# Ancien français: ainçois



## Jacoba

Je serais très reconnaissante si quelqu'un pouvait me traduire en français d'aujourd'hui cette phrase écrite en français du XIII siècle:

"N'ose pas batre uns chevaliers, ses serjans ne ses escuiers, que ne die qu'il l'ocirra et qu'en l'Ospital s'enfuirra ou au Temple, s'il peut ainçois".

(L'ospital et le Temple étaient des ordres du moyen age qui avaient droit d'asile, peut-être cela pourra aider pour la comprehension du texte)

Je suis un peu pressée. Merci bien de votre aide.


----------



## Mani23

Je le traduirais par : il n'ose (ne veut) pas se battre contre un chevalier, ses servants (serfs?) ni ses écuyers, dit qu'il ne le tuera pas, et se réfugiera à l'Ospital ou au Temple s'il le peut
Est ce que ça a un sens ? parce que c'est ce qui me vient à l'esprit, mais je suis pas paléontographe... 

Edit : en y réléchissant bien, peut-être que c'est : il a peur de se battre... écuyers, dit qu'il le tuera... ; ce qui expliquerait qu'il ait besoin de se réfugier après


----------



## Jacoba

Merci bien de votre réponse si rapide. Mais, encore une petite aide.
Qu'est´ce que ça veut dire, ainçois?

D'aprés votre réponse j'ai compris  ocirra -> tuera et ne die-> ne dise (de dire) C'est alors comme ça?

Merci encore une fois


----------



## Mani23

Pas de quoi, c'est un plaisir 
Pour ocirra, oui c'est tuer (le verbe occir existe encore aujourd'hui), et 'ne die' je suppose que c'est une ancienne forme de dire, il n'y a que ça qui me soit venu à l'esprit. Je pense que 'ainçois' est l'ancienne orthographe de 'ainsi'...


----------



## itka

Jacoba, fais attention, l'ancien français est pour nous comme une langue étrangère (ou pire parce qu'on a l'impression de comprendre et que ... ce n'est pas toujours vrai !) On ne peut pas la traduire avec certitude sans grammaire ni dictionnaire...
 Je ne peux pas t'aider car mes souvenirs sont trop lointains...

"occira" vient sûrement du verbe "occire" qui veut encore dire "tuer"
"que ne die" : oui, c'est probablement le verbe dire

... mais je ne me risque pas à faire une traduction de la phrase entière.
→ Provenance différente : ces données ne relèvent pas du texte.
Issue #86, opened 2019-07-01
Support LaTeX style equations


dyedgreen:
I have a use-case where I need to support LaTeX style equations (e.g. `$a^2+b^2=c^2$`, `$$\int_a^b x dx$$` for display).

I managed to cobble something together to have an extension that emits these as spans. The extension can be activated using a flag, much like the ~strike through~ extension. I haven't written any tests or added support for it in the included html renderer (in part because I need a custom renderer and in part because there is no standard way of displaying LaTeX equations in html).

If you want, I can create a pull requests and with a few pointers I could add in the support in the renderer and add some tests.

mity:
I understand there is quite a large demand within Markdown user community for the feature. E.g. https://talk.commonmark.org/search?q=math shows that clearly. So yes, supporting it would be great thing.

That said, I have several points though:

1. It seems there is no real consensus about the syntax yet (if ever there will be), see e.g. https://github.com/cben/mathdown/wiki/math-in-markdown. 
   
   Given the large need, I am still fine to add support for it, but it would be good if we add ideally a syntax which seems to be the most common one. Do you know current state of this support in other Markdown implementations?

2. Also, even though you mentioned just spans, there is clearly also demand for math blocks as well. So the syntax should be somehow friendly for eventual expansion in that direction. I.e. the math syntax inside the block and the span should ideally be the same once the blocks are supported as well, so that only the outer decoration would differ. Is it fine from this POV?

3. What about false positives? Can the extension deal reasonably with `$` when it isn't meant to mark LaTeX equation? Consider e.g. this:
   ```
   I thought the ticket was $20, but instead it was $25.
   ```

   [Pandoc uses some heuristics for this](https://talk.commonmark.org/t/mathjax-extension-for-latex-equations/698/7) so we can likely follow it?

4. Your 2nd example includes backslash. Backslashes have special meaning in Markdown so we have to be careful so the two do not interact badly.

5. Any new syntax feature **must** have its counterpart in the HTML renderer because all our testing is based on it. However it would be completely fine if it generates something super-simple as e.g. `<span class="math inline">\(1+1=2\)</span>`, [similarly as Pandoc does](https://pandoc.org/try/?text=I+thought+the+ticket+was+%2420%2C+but+instead+it+was+%2425.%0A%0AThis+equation+%241%2B1%3D2%24+is+rendered+as+math.&from=markdown&to=html).

(Sorry for possibly banal questions. I am not LaTeX math user myself.)

[...]

Issue #71, opened 2019-04-16
compiler for INTEGRITY OS complains about non-constant initialization of MD_LINE


ec1oud:
From https://testresults.qt.io/logs/qt/qtbase/7e01267e18c12cf19d8cf7487126efeeaeb84b23/LinuxRHEL_7_4x86_64INTEGRITYINTEGRITY_11_04armv7GCCqtci-linux-RHEL-7.4-x86_64-fa00a5Release_DisableTests_OpenGLES2_NoUseGoldLinker/2a48a3b7dcb9652b1532a3ad14de7580b5b9b1ee/build_1555421647/log.txt.gz

```
"../3rdparty/md4c/md4c.c", line 3378: warning #68-D: integer conversion
           resulted in a change of sign
                   OFF inline_link_end = -1;
                                         ^
 
 "../3rdparty/md4c/md4c.c", line 4155: error #28: expression must have a
           constant value
       MD_LINE line = { beg, end };
                        ^
 
 "../3rdparty/md4c/md4c.c", line 4155: error #28: expression must have a
           constant value
       MD_LINE line = { beg, end };
                             ^
 
 "../3rdparty/md4c/md4c.c", line 4246: error #28: expression must have a
           constant value
       MD_LINE line = { beg, beg };
                        ^
 
 "../3rdparty/md4c/md4c.c", line 4246: error #28: expression must have a
           constant value
       MD_LINE line = { beg, beg };
                             ^
 
 "../3rdparty/md4c/md4c.c", line 5189: warning #940-D: missing return statement
           at end of non-void function "md_is_html_block_end_condition"
   }
   ^
```
Host: os: Linux, osVersion: RHEL_7_4, compiler: GCC, arch: X86_64
Target: os: INTEGRITY, osVersion: INTEGRITY_11_04, compiler: GCC, arch: ARMv7

Maybe making those beg and end arguments const will satisfy it?  not sure... and I don't have a development environment for testing, so we'll have to keep trying with the CI system I guess.

mity:
And do you know what's the gcc version? (I guess these errors are from the compiler's front-end so using gcc of the same version on another platform could generate the same error output.)

ec1oud:
[0001-fixup.patch.gz](https://github.com/mity/md4c/files/3086759/0001-fixup.patch.gz)

WAG patch... I'll try with CI

ec1oud:
[...]

PR #87, opened 2019-07-02
Added support for LaTeX equations

dyedgreen:
Supports parsing for $ and $$. This
addresses #86.

### DIFF
--- a/md2html/md2html.c
+++ b/md2html/md2html.c
@@ -208,7 +208,7 @@ static const option cmdline_options[] = {
     { "fcollapse-whitespace",        0,  'W', OPTION_ARG_NONE },
     { "ftables",                     0,  'T', OPTION_ARG_NONE },
     { "fstrikethrough",              0,  'S', OPTION_ARG_NONE },
-    { "flatex",                      0,  'L', OPTION_ARG_NONE },
+    { "flatex-math",                 0,  'L', OPTION_ARG_NONE },
     { "ftasklists",                  0,  'X', OPTION_ARG_NONE },
     { 0 }
 };
@@ -257,7 +257,7 @@ usage(void)
         "      --fno-html       Same as --fno-html-blocks --fno-html-spans\n"
         "      --ftables        Enable tables\n"
         "      --fstrikethrough Enable strikethrough spans\n"
-        "      --flatex         Enable LaTeX equation spans\n"
+        "      --flatex-math    Enable LaTeX style mathematics spans (e.g. $a+b=c$ becomes <equation>a+b=c</equation>)\n"
         "      --ftasklists     Enable task lists\n"
     );
 }
@@ -306,7 +306,7 @@ cmdline_callback(int opt, char const* value, void* data)
         case 'V':   parser_flags |= MD_FLAG_PERMISSIVEAUTOLINKS; break;
         case 'T':   parser_flags |= MD_FLAG_TABLES; break;
         case 'S':   parser_flags |= MD_FLAG_STRIKETHROUGH; break;
-        case 'L':   parser_flags |= MD_FLAG_LATEX; break;
+        case 'L':   parser_flags |= MD_FLAG_LATEXMATHSPANS; break;
         case 'X':   parser_flags |= MD_FLAG_TASKLISTS; break;
 
         default:
--- a/md2html/md2html.c
+++ b/md2html/md2html.c
@@ -208,6 +208,7 @@ static const option cmdline_options[] = {
     { "fcollapse-whitespace",        0,  'W', OPTION_ARG_NONE },
     { "ftables",                     0,  'T', OPTION_ARG_NONE },
     { "fstrikethrough",              0,  'S', OPTION_ARG_NONE },
+    { "flatex",                      0,  'L', OPTION_ARG_NONE },
     { "ftasklists",                  0,  'X', OPTION_ARG_NONE },
     { 0 }
 };
@@ -256,6 +257,7 @@ usage(void)
         "      --fno-html       Same as --fno-html-blocks --fno-html-spans\n"
         "      --ftables        Enable tables\n"
         "      --fstrikethrough Enable strikethrough spans\n"
+        "      --flatex         Enable LaTeX equation spans\n"
         "      --ftasklists     Enable task lists\n"
     );
 }
@@ -304,6 +306,7 @@ cmdline_callback(int opt, char const* value, void* data)
         case 'V':   parser_flags |= MD_FLAG_PERMISSIVEAUTOLINKS; break;
         case 'T':   parser_flags |= MD_FLAG_TABLES; break;
         case 'S':   parser_flags |= MD_FLAG_STRIKETHROUGH; break;
+        case 'L':   parser_flags |= MD_FLAG_LATEX; break;
         case 'X':   parser_flags |= MD_FLAG_TASKLISTS; break;
 
         default:
--- a/md4c/md4c.c
+++ b/md4c/md4c.c
@@ -141,7 +141,7 @@ struct MD_CTX_tag {
 #define BRACKET_OPENERS                         ctx->mark_chains[10]
 #define DOLLAR_OPENERS                          ctx->mark_chains[11]
 #define OPENERS_CHAIN_FIRST                     2
-#define OPENERS_CHAIN_LAST                      10
+#define OPENERS_CHAIN_LAST                      11
 
     int n_table_cell_boundaries;
 
@@ -3654,17 +3654,27 @@ md_analyze_dollar(MD_CTX* ctx, int mark_index)
 {
     /* This should mimic the way inline equations work in LaTeX, so there
      * can only ever be one item in the chain (i.e. the dollars can't be
-     * nested). This is basically the same as the md_analyze_tilde function.
+     * nested). This is basically the same as the md_analyze_tilde function,
+     * except that we require matching openers and closers to be of the same
+     * length.
      *
-     * Note: Doing things this way means we are very lenient and accept and
-     * number (1,2) of $ to close an equation. */
+     * E.g.: $abc$$def$$ => abc (display equation) def (end equation) */
     if(DOLLAR_OPENERS.head >= 0) {
-        /* The chain already contains an opener, so we are the closer. */
-        int opener_index = DOLLAR_OPENERS.head;
+        /* If the potential closer has a non-matching number of $, discard */
+        MD_MARK open = ctx->marks[DOLLAR_OPENERS.head];
+        MD_MARK close = ctx->marks[mark_index];
 
+        int opener_index = DOLLAR_OPENERS.head;
         md_rollback(ctx, opener_index, mark_index, MD_ROLLBACK_CROSSING);
-        md_resolve_range(ctx, &DOLLAR_OPENERS, opener_index, mark_index);
+        if (open.end - open.beg == close.end - close.beg) {
+            /* We are the matching closer */
+            md_resolve_range(ctx, &DOLLAR_OPENERS, opener_index, mark_index);
+        } else {
+            /* We don't match the opener, so discard old opener and insert as opener */
+            md_mark_chain_append(ctx, &DOLLAR_OPENERS, mark_index);
+        }
     } else {
+        /* No unmatched openers, so we are opener */
         md_mark_chain_append(ctx, &DOLLAR_OPENERS, mark_index);
     }
 }
--- a/md4c/md4c.c
+++ b/md4c/md4c.c
@@ -3661,12 +3661,12 @@ md_analyze_dollar(MD_CTX* ctx, int mark_index)
      * E.g.: $abc$$def$$ => abc (display equation) def (end equation) */
     if(DOLLAR_OPENERS.head >= 0) {
         /* If the potential closer has a non-matching number of $, discard */
-        MD_MARK open = ctx->marks[DOLLAR_OPENERS.head];
-        MD_MARK close = ctx->marks[mark_index];
+        MD_MARK* open = &ctx->marks[DOLLAR_OPENERS.head];
+        MD_MARK* close = &ctx->marks[mark_index];
 
         int opener_index = DOLLAR_OPENERS.head;
         md_rollback(ctx, opener_index, mark_index, MD_ROLLBACK_CROSSING);
-        if (open.end - open.beg == close.end - close.beg) {
+        if (open->end - open->beg == close->end - close->beg) {
             /* We are the matching closer */
             md_resolve_range(ctx, &DOLLAR_OPENERS, opener_index, mark_index);
         } else {
--- a/md4c/md4c.c
+++ b/md4c/md4c.c
@@ -4029,7 +4029,7 @@ md_process_inlines(MD_CTX* ctx, const MD_LINE* lines, int n_lines)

Attends un spécialiste !
.....................................................................................................................................................................
J'édite mon message car je viens de retrouver mon dictionnaire d'ancien français !
"ainçois, ainceis : 1. avant, auparavant (adverbe de temps)
2. plutôt (marque une préférence) ou 'mais non'
3. (préposition) avant


----------



## Jacoba

merci bien á tous les deux!


----------



## Metternich

Merci beaucoup pour cette phrase, c'est très intéressant d'essayer de la pénétrer, j'espère qu'on trouvera une solution.

Mes observations:
"uns chevaliers" - attention, c'est un cas sujet
"ses" peut etre sois un cas sujet sg. ou cas regime pl. ...
"ne" signifie souvent "et"
"die" - tres probablement un subjonctif (présent)

Mais ça reste obscure... Le chevalier est le sujet, ça me parait sur, pourtant.


----------



## Metternich

Il y a des choses qui ne clochent pas dans cette phrase. Le "pas", non encore généralisé au 13e, les deux "il", pronoms sujet, non encore généralisés à l'époque, non plus. Je peux me tromper, mais ce me parait un peu comme de l'ancien francais modernisé. Vraiment bizarre ca.


----------